Task directions: Everything from the first line of the records to the line containing "Reject every WASM", inclusive, is to be extracted exactly, and nothing more.

Given entries:

Issue #2386, opened 2026-09-03
[Security][Critical] Reject extra outputs in WASM Pre-PegIn transactions


jonybur:
## Outcome

Reject every WASM Pre-PegIn transaction that does not have the exact expected output set. No untrusted output reaches UTXO selection, wallet signing, or broadcast.

Status: #2398 delivered the implementation and all five behavior checks below. This issue remains open for the required second qualified review record. No unfinished output-layout implementation was found in the closeout audit.

## Problem

Severity: Critical, I4 x L2 with silent fund loss.

Audit commit: `4f2681948d22257341897e58c0c79bcd5b66371b`.

The trusted check accepts more outputs than the HTLC count. It checks only the first `N` outputs ([assertWasmPeginSizing.ts:241-281](https://github.com/babylonlabs-io/babylon-toolkit/blob/4f2681948d22257341897e58c0c79bcd5b66371b/packages/babylon-ts-sdk/src/tbv/core/primitives/psbt/assertWasmPeginSizing.ts#L241-L281)). The auth check validates output `N`, but it does not reject later outputs ([assertAuthAnchorOpReturn.ts:36-80](https://github.com/babylonlabs-io/babylon-toolkit/blob/4f2681948d22257341897e58c0c79bcd5b66371b/packages/babylon-ts-sdk/src/tbv/core/managers/pegin/assertAuthAnchorOpReturn.ts#L36-L80)).

The builder sums all WASM outputs. UTXO selection funds that sum ([pegin.ts:210-228](https://github.com/babylonlabs-io/babylon-toolkit/blob/4f2681948d22257341897e58c0c79bcd5b66371b/packages/babylon-ts-sdk/src/tbv/core/primitives/psbt/pegin.ts#L210-L228), [PeginManager.ts:860-901](https://github.com/babylonlabs-io/babylon-toolkit/blob/4f2681948d22257341897e58c0c79bcd5b66371b/packages/babylon-ts-sdk/src/tbv/core/managers/PeginManager.ts#L860-L901)). The funder then copies every output ([fundPeginTransaction.ts:151-154](https://github.com/babylonlabs-io/babylon-toolkit/blob/4f2681948d22257341897e58c0c79bcd5b66371b/packages/babylon-ts-sdk/src/tbv/core/utils/transaction/fundPeginTransaction.ts#L151-L154)).

Reproduce:

1. Use a 1,000,000-sat two-vault deposit.
[...]

PR #2398, opened 2026-09-03
fix(ts-sdk): validate WASM Pre-PegIn output layout

jonybur:
## Outcome

Rejects invalid WASM transaction data before funding or signing a deposit or refund.

The implementation satisfies all five behavior conditions in #2386. The issue stays open for the required second qualified review record.

## Change

- Validate Pre-PegIn output count, values, order, and independently derived HTLC scripts.
- Check transaction headers, signing data, auth outputs, and depositor anchor outputs.
- Check PegIn and refund data before it reaches signing.
- Register the transaction parser guard in every critical-path inventory.
- Cite the Rust source for refund constants and keep them beside the other transaction constants.
- Cover real-engine construction with unsorted keepers and multiple unsorted universal challengers.
- Include the shared build repair from #2408.

## Safety

The layout check runs before output summation and UTXO selection. Manager tests prove failures stop signing in the sizing and commit passes. Critical changes require two qualified code-owner approvals on the final changes.

## Verification

Local checks passed with Node 24:

- `pnpm nx run @babylonlabs-io/ts-sdk:test --skipNxCache`: build, 1,966 SDK tests, and 1 built facade test.
- `pnpm nx run @babylonlabs-io/ts-sdk:test-browser --skipNxCache`: 34 Chromium tests.
- `pnpm nx run @babylonlabs-io/babylon-tbv-rust-wasm:test --skipNxCache`: 7 engine tests.
- `pnpm nx run @babylonlabs-io/ts-sdk:lint --skipNxCache`: passed.
- Critical-path inventory checks, workflow YAML parsing, and `git diff --check`: passed.

The moved constants are internal. They do not add public API documentation. [Final remote verification passed](https://github.com/babylonlabs-io/babylon-toolkit/actions/runs/34167533604). The records show one final approval. The required second qualified review record remains open in #2386.

Completion target: reject every invalid Pre-PegIn output layout before funding or signing. All five behavior checks in #2386 are verified. No further output-layout implementation was identified. Remaining: link or obtain the required second qualified final review.

## Links

Tracks #2386. #2386 stays open.

Tracks #2228. #2228 stays open.


packages/babylon-ts-sdk/src/tbv/core/primitives/psbt/assertWasmPeginSizing.ts
```diff
@@ -280,3 +291,80 @@ export function assertEncodedHtlcOutputsMatch(
...
 }
+
+/**
+ * Validate the unfunded Pre-PegIn protocol output layout.
+ *
+ * This check rejects a wrong output count, a wrong auth or CPFP output, and an
+ * HTLC output that does not match the WASM metadata. Run it before value
+ * summing, UTXO selection, or signing.
+ */
+export function assertUnfundedPrePeginOutputLayout(
```
gbarkhatov, line 488: **`nVersion` and `nLockTime` still cross the boundary unasserted and reach the signed transaction.**

This guard validates count, HTLC values/scripts, the auth output and the CPFP output — but those are four of the six things `parseUnfundedWasmTransaction` returns. `fundPeginTransaction.ts:141-142` copies the other two verbatim (`tx.version = version; tx.locktime = locktime;`) into the transaction the wallet signs.

The Rust reference pins both — `crates/vault/src/transactions/prepegin.rs:139-141` builds `version: Version::TWO, lock_time: LockTime::ZERO` — and `from_funded_transaction` rejects anything lower on the way back in (`:159-163`). A binary returning nVersion 3 makes the Pre-PegIn a TRUC parent, so the non-v3 child PegIn becomes non-relayable and the deposit strands *after* the wallet has already signed.

The precedent and the naming already exist in the `constants.ts` you edited here: `PAYOUT_TX_VERSION = 2` / `PAYOUT_TX_LOCKTIME = 0`, with a comment noting the depositor's signature commits to both. Two literal comparisons close it, and this PR registering these files under CLAUDE.md §1 is what raises the bar.

packages/babylon-ts-sdk/src/tbv/core/primitives/psbt/assertWasmPeginSizing.ts
```diff
@@ -280,3 +291,80 @@ export function assertEncodedHtlcOutputsMatch(
...
+    throw new Error(
+      `WASM Pre-PegIn output layout has ${htlcValues.length} HTLC output(s); ` +
+        `expected at least ${MIN_PRE_PEGIN_HTLC_OUTPUT_COUNT}.`,
+    );
+  }
+
+  const authOutputIndex = htlcValues.length;
+  const cpfpOutputIndex =
+    authOutputIndex + Number(authAnchorHash !== undefined);
+  const expectedCount = cpfpOutputIndex + PRE_PEGIN_CPFP_OUTPUT_COUNT;
```
gbarkhatov: **The layout formula is re-implemented rather than reused, putting the same expression in critical paths §1 and §2.**

`peginOutputCount(vaultCount, hasAuthAnchor)` at `utils/fee/constants.ts:77-91` computes `vaultCount + PEGIN_FIXED_OUTPUTS + (hasAuthAnchor ? PEGIN_AUTH_ANCHOR_OUTPUTS : 0)` — the same expression — and `prepareSizing` (`PeginManager.ts:866`) already calls it on the same numbers to size the fee. Its JSDoc says it exists "so the fee budget stays in lockstep with the output set".

So the fee model and the enforced layout now derive the same count two different ways, in two different critical-path sections. A future layout change (a second anchor, a commission output) touched in one and not the other gives a fee estimate that disagrees with what the guard accepts — the underfunding failure §2 exists to prevent.

Suggest `const expectedCount = peginOutputCount(htlcValues.length, authAnchorHash !== undefined);` and dropping `PRE_PEGIN_CPFP_OUTPUT_COUNT`.

packages/babylon-ts-sdk/src/tbv/core/primitives/psbt/constants.ts
```diff
@@ -37,6 +37,15 @@ export const ASSERT_PAYOUT_OUTPUT_INDEX = 0;
  */
 export const PAYOUT_ANCHOR_DUST_SATS = 546;
 
+/**
+ * Value in sats for the Pre-PegIn CPFP anchor output. Matches `DUST_AMOUNT`
+ * in `btc-vault crates/vault/src/lib.rs`.
+ */
+export const PRE_PEGIN_CPFP_VALUE_SATS = 546;
```
gbarkhatov, line 57: **These are the guard's acceptance bounds, and this file is in none of the six critical-path inventories.**

`PRE_PEGIN_CPFP_VALUE_SATS` and `PRE_PEGIN_CPFP_OUTPUT_COUNT` decide what `assertUnfundedPrePeginOutputLayout` accepts. But `.../primitives/psbt/constants.ts` appears in neither workflow inventory, nor `.github/CODEOWNERS` (which lists `assertWasmPeginSizing.ts`, `pegin.ts` and `payout.ts` from this same directory), nor the ESLint strict-typing list.

The workflow matcher is a prefix test (`critical-path-check.yml:65-67`), so registering the two sibling files does not reach this one. Editing 546 therefore changes validation behaviour with no critical-path label and no code-owner requirement — against this PR's own SECURITY.md hunk: "**Change them together.** They have drifted before."

Adding the one path to the inventories is a small change and closes it.

packages/babylon-ts-sdk/src/tbv/core/primitives/psbt/pegin.ts
```diff
@@ -207,19 +207,20 @@ export async function buildPrePeginPsbt(
   // PegIn registration. Both the sizing and commit passes route through here.
   const minPeginFee = await assertWasmPeginSizing(result, params);
 
-  // Parse the unfunded tx to sum all output values
+  // Parse the unfunded tx before summing all output values
   // (HTLCs + optional OP_RETURN + CPFP anchor). This is the amount
   // UTXOs must cover before adding network fees.
   const parsed = parseUnfundedWasmTransaction(result.txHex);
```
gbarkhatov, line 219: **The count assertion binds the declared output varint, not the transaction bytes.**

`parseUnfundedWasmTransaction` reads the self-declared output count and parses exactly that many outputs, never checking it consumed the buffer up to the 4-byte locktime (`utils/transaction/fundPeginTransaction.ts:97-116`). A binary that declares 3 outputs but serializes 4 passes "expected exactly 3", and `buildPrePeginPsbt` returns `psbtHex: result.txHex` at `:237` — the original bytes, not a re-serialization.

To be clear about severity: **this does not reach the wallet on the in-repo path.** `fundPeginTransaction` re-parses with the same parser and rebuilds from the same 3 outputs, so the 4th is dropped. I checked this specifically because it was the one point the three reviews disagreed on.

It is still worth closing, because `psbtHex`'s own JSDoc at `:98-107` makes the caller responsible for "Funding the transaction (add inputs and change output)", and `buildPrePeginPsbt` is a public export (`primitives/index.ts:111`) described as the lower-level primitive for custom implementations. Have the parser return its consumed offset and assert it lands at `hex.length - 8`.

.github/workflows/service-release-simple-staking.yml
```diff
@@ -32,6 +32,12 @@ jobs:
       - name: Install dependencies
         run: pnpm install --frozen-lockfile
 
+      - name: Install Chromium for browser tests
+        run: pnpm --filter @babylonlabs-io/ts-sdk exec playwright install --with-deps chromium
+
+      - name: Test SDK in Chromium
```
gbarkhatov: **A simple-staking production release is now gated on a ts-sdk Chromium suite it has no dependency on.**

`services/simple-staking/package.json` has no `@babylonlabs-io/ts-sdk` dependency, so this release now blocks on a Playwright browser download plus a Pre-PegIn test that cannot affect it. Two new failure modes (browser download flake, an unrelated SDK browser test) on a pipeline that previously ran no ts-sdk-specific target.

The same two steps are pasted unconditionally into four workflows with no composite action and no `if:` gating. `verify.yml` and `package-release.yml` are the right homes for them; suggest dropping the pair here.

.github/workflows/service-release-vault.yml
```diff
@@ -48,6 +48,12 @@ jobs:
       - name: Install dependencies
         run: pnpm install --frozen-lockfile
 
+      - name: Install Chromium for browser tests
+        run: pnpm --filter @babylonlabs-io/ts-sdk exec playwright install --with-deps chromium
+
+      - name: Test SDK in Chromium
```
gbarkhatov, line 56: Same as the note on `service-release-simple-staking.yml`: this is the fourth copy of the two steps, unconditional and uncached, on a release pipeline that already gates on `pnpm run test`. Worth either a composite action or dropping it from the service releases and keeping it in `verify.yml` / `package-release.yml`.

SECURITY.md
```diff
@@ -765,7 +766,7 @@ only repository-local safeguards.
 | ------------------- | --------- | --------------------------------------------------------------------------------- | ----------------------------------------------------------------------- | --------------------------------------------------------------------------------------------------------------- | ----------------------------------------------------------------- |
 | WASM boundary       | F/—       | A WASM getter returns `0n` or a wrong value and reaches a signed tx               | **User fund loss**                                                      | `assertWasmBigint` / `assertPositiveBigintArray` at the facade; call-site cross-checks on `/raw`                | `babylon-tbv-rust-wasm` value-guard tests                         |
```
gbarkhatov: **This row was not updated, and the row below it overstates what is achievable.**

The WASM-boundary row still lists mitigation as "`assertWasmBigint` / `assertPositiveBigintArray` at the facade; call-site cross-checks on `/raw`" and tests as "`babylon-tbv-rust-wasm` value-guard tests" — no mention of the Pre-PegIn layout guard this PR adds. The row immediately below it *was* edited in this diff, which makes the omission look like a miss rather than a decision. SECURITY.md's own closing rule says security-relevant PRs should reference the relevant row, and "if a row is missing, add it" — the extra-output threat has no row at all.

Separately, on line 769: "All six align" cannot hold. ESLint `files` globs resolve relative to the config file, so an override rooted at `packages/babylon-ts-sdk/` can never match the eleven non-SDK paths in the workflow inventory (`packages/babylon-tbv-rust-wasm/{src,scripts}/*`, the four `services/vault/src/...` files, `packages/babylon-ledger-vault-signer/{src,scripts}/`). The failure that follows is the next maintainer adding `services/vault/src/services/vault/vaultActivationService.ts` to that array to restore "alignment": it matches nothing, lints nothing, and reads as coverage. Suggest describing it as a package-scoped strict-typing override for the ts-sdk subset rather than a sixth parallel inventory.

CLAUDE.md
```diff
@@ -48,7 +48,10 @@ These paths handle irreversible value movement. An AI-generated mistake here is
 
 ### 1. WASM boundary (value computation)
 
-- File: `packages/babylon-tbv-rust-wasm/src/index.ts`
+- Files:
+  - `packages/babylon-tbv-rust-wasm/src/index.ts`
+  - `packages/babylon-ts-sdk/src/tbv/core/primitives/psbt/assertWasmPeginSizing.ts`
+  - `packages/babylon-ts-sdk/src/tbv/core/primitives/psbt/pegin.ts`
 - The Rust/WASM layer computes `htlcValue = peginAmount + depositorClaimValue + p2aAnchorValue + minPeginFee` internally (the anchor term is 0 for tx-graph v1, 240 sats for v2 and v3). JS receives outputs with no runtime validation.
```
gbarkhatov: **This line now contradicts the list directly above it.**

"JS receives outputs with no runtime validation" sits under a list whose two new entries *are* that runtime validation — per CLAUDE.md's own "After changes: check for comments/docs that reference old behavior and update them."

Worth using the rewrite to name what is still unchecked, since that is what makes this a partial fix: the HTLC `scriptPubKey`s are compared WASM-against-WASM only, so a doctored binary can still point an HTLC at an attacker output key. That is #2386's "verify every HTLC value and script" bullet. It is stated honestly in the code (`assertWasmPeginSizing.ts:249-250` — "It does not derive the HTLC scripts"), but a reader of the PR body or SECURITY.md would not find it, and "partial fix" alone does not say which bullet is unmet.

packages/babylon-ts-sdk/src/tbv/core/primitives/psbt/assertWasmPeginSizing.ts
```diff
@@ -24,9 +24,18 @@ import {
...
 
+import {
+  PRE_PEGIN_CPFP_OUTPUT_COUNT,
+  PRE_PEGIN_CPFP_VALUE_SATS,
+} from "./constants";
 import type { PrePeginParams } from "./pegin";
 
+const MIN_PRE_PEGIN_HTLC_OUTPUT_COUNT = 1;
+const PRE_PEGIN_AUTH_OUTPUT_VALUE_SATS = 0;
+const PRE_PEGIN_AUTH_SCRIPT_PREFIX = "6a20";
```
gbarkhatov: `"6a20"` is the one new constant asserting a wire format, and it is the only one with nothing pointing at its source. It encodes `OP_RETURN PUSH32`, matching `ScriptBuf::new_op_return(hash)` in `prepegin.rs:132` and `parse_auth_anchor_hash_from_script`.

`PRE_PEGIN_CPFP_VALUE_SATS` got a `btc-vault crates/vault/src/lib.rs` citation over in `constants.ts`; this one and the two above it stayed module-local and bare. Worth the same citation, and worth co-locating all five so the layout constants are in one place.

packages/babylon-ts-sdk/vitest.browser.config.ts
```diff
@@ -0,0 +1,20 @@
+import { playwright } from "@vitest/browser-playwright";
+import { defineConfig } from "vitest/config";
+
+import { TEST_TIMEOUT_MS } from "../../vitest.shared";
+
+export default defineConfig({
+  test: {
+    include: [
```
gbarkhatov, line 14: **A hardcoded one-file include, and the file it names mocks WASM wholesale.**

`assertWasmPeginSizing.test.ts` mocks `../../../wasm` entirely, so the Chromium run exercises no real WASM — the only genuinely browser-specific coverage is bitcoinjs `payments.p2tr` under the `Buffer` polyfill. Four workflows now pay an apt-installing Chromium install for that, and any future browser-sensitive test silently does not run until someone remembers to edit this list.

Also worth mirroring `globals: true` from `vitest.config.ts:6`. Harmless today because this file imports every helper explicitly, but the first added file that relies on globals fails with a confusing `describe is not defined`.

A glob (`**/*.browser.test.ts`) would fix both; failing that, a comment stating the inclusion criterion keeps the list from rotting.

packages/babylon-ts-sdk/project.json
```diff
@@ -9,6 +9,9 @@
       "outputs": ["{projectRoot}/dist"],
       "cache": true
     },
+    "test-browser": {
```
gbarkhatov, line 12: `test-browser` declares only `dependsOn` and resolves through inferred `nx:run-script`, where its sibling `test` two lines below spells out `executor`, `options.command`, `cwd` and `cache`. Two targets in one file now depend on two different resolution mechanisms — and disabling script inference or setting `includedScripts` on this project would make the CI step vanish rather than fail.

It also has no `cache`, so it re-runs on every invocation across all four workflows that call it. Suggest declaring it the way `test` is declared.

packages/babylon-ts-sdk/src/tbv/core/primitives/psbt/__tests__/assertWasmPeginSizing.test.ts
```diff
@@ -272,63 +290,195 @@ describe("assertWasmPeginSizing", () => {
...
+    ).resolves.toMatchObject({ authAnchorVout: 2 });
+  });
+
+  it("rejects a layout with no HTLC outputs", async () => {
+    await expect(
+      buildPrePeginPsbt(makeParams({ hashlocks: [], pegInAmounts: [] })),
+    ).rejects.toThrow(/expected at least 1/);
+  });
+
+  it.each([1, 2, 3])(
```
gbarkhatov: **This runs the same assertion three times and reads as cross-version coverage it does not provide.**

`makeWasmResult` varies only the HTLC *value* by version (anchor 0 vs 240); the output layout it builds is byte-identical for 1, 2 and 3, the count check never reads the value, and all three cases expect the identical error string. The Pre-PegIn layout has no version dependence in the Rust reference either — the P2A anchor is a PegIn output, not a Pre-PegIn one. Suggest collapsing to one case.

Separately, there is no negative case for the layout *without* an auth anchor: every negative test routes through `makeTwoVaultBuildParams()`, which always sets `authAnchorHash` at `:365`. So the `expectedCount = N + 1` arm is only ever exercised by the happy path, and a mistake in it — treating an empty-string hash as present, say — would ship green. One extra-output case with `authAnchorHash` omitted, asserting `has 3 output(s); expected exactly 2`, covers it.

packages/babylon-ts-sdk/src/tbv/core/primitives/psbt/assertWasmPeginSizing.ts
```diff
@@ -9,7 +9,7 @@
  * P2A anchor, 240 sats for v2/v3) and JS receives the outputs with no runtime
  * validation. A doctored or buggy binary that returns a different
  * `peginAmount`, an out-of-formula `htlcValue`, or a wrong
- * `depositorClaimValue` would otherwise be committed verbatim — taxing the
+ * `depositorClaimValue` would otherwise be committed verbatim - taxing the
```
gbarkhatov, line 12: **Punctuation-only churn in a file that requires a two-reviewer line-walk.**

Roughly ten comment lines here change only `—`→`-` and `…`→`...` with no semantic content, and the sweep is inconsistent — line 198 still carries `×` inside a runtime template literal, and `pegin.ts` keeps its em-dashes. I checked `eslint.config.mjs`; there is no rule requiring ASCII.

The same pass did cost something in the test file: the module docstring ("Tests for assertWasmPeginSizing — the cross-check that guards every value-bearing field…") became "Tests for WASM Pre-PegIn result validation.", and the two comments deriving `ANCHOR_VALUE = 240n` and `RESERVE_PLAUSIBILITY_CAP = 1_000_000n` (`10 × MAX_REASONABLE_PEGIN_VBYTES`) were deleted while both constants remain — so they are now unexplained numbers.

Written response:
Issue #2386, opened 2026-09-03
[Security][Critical] Reject extra outputs in WASM Pre-PegIn transactions


jonybur:
## Outcome

Reject every WASM Pre-PegIn transaction that does not have the exact expected output set. No untrusted output reaches UTXO selection, wallet signing, or broadcast.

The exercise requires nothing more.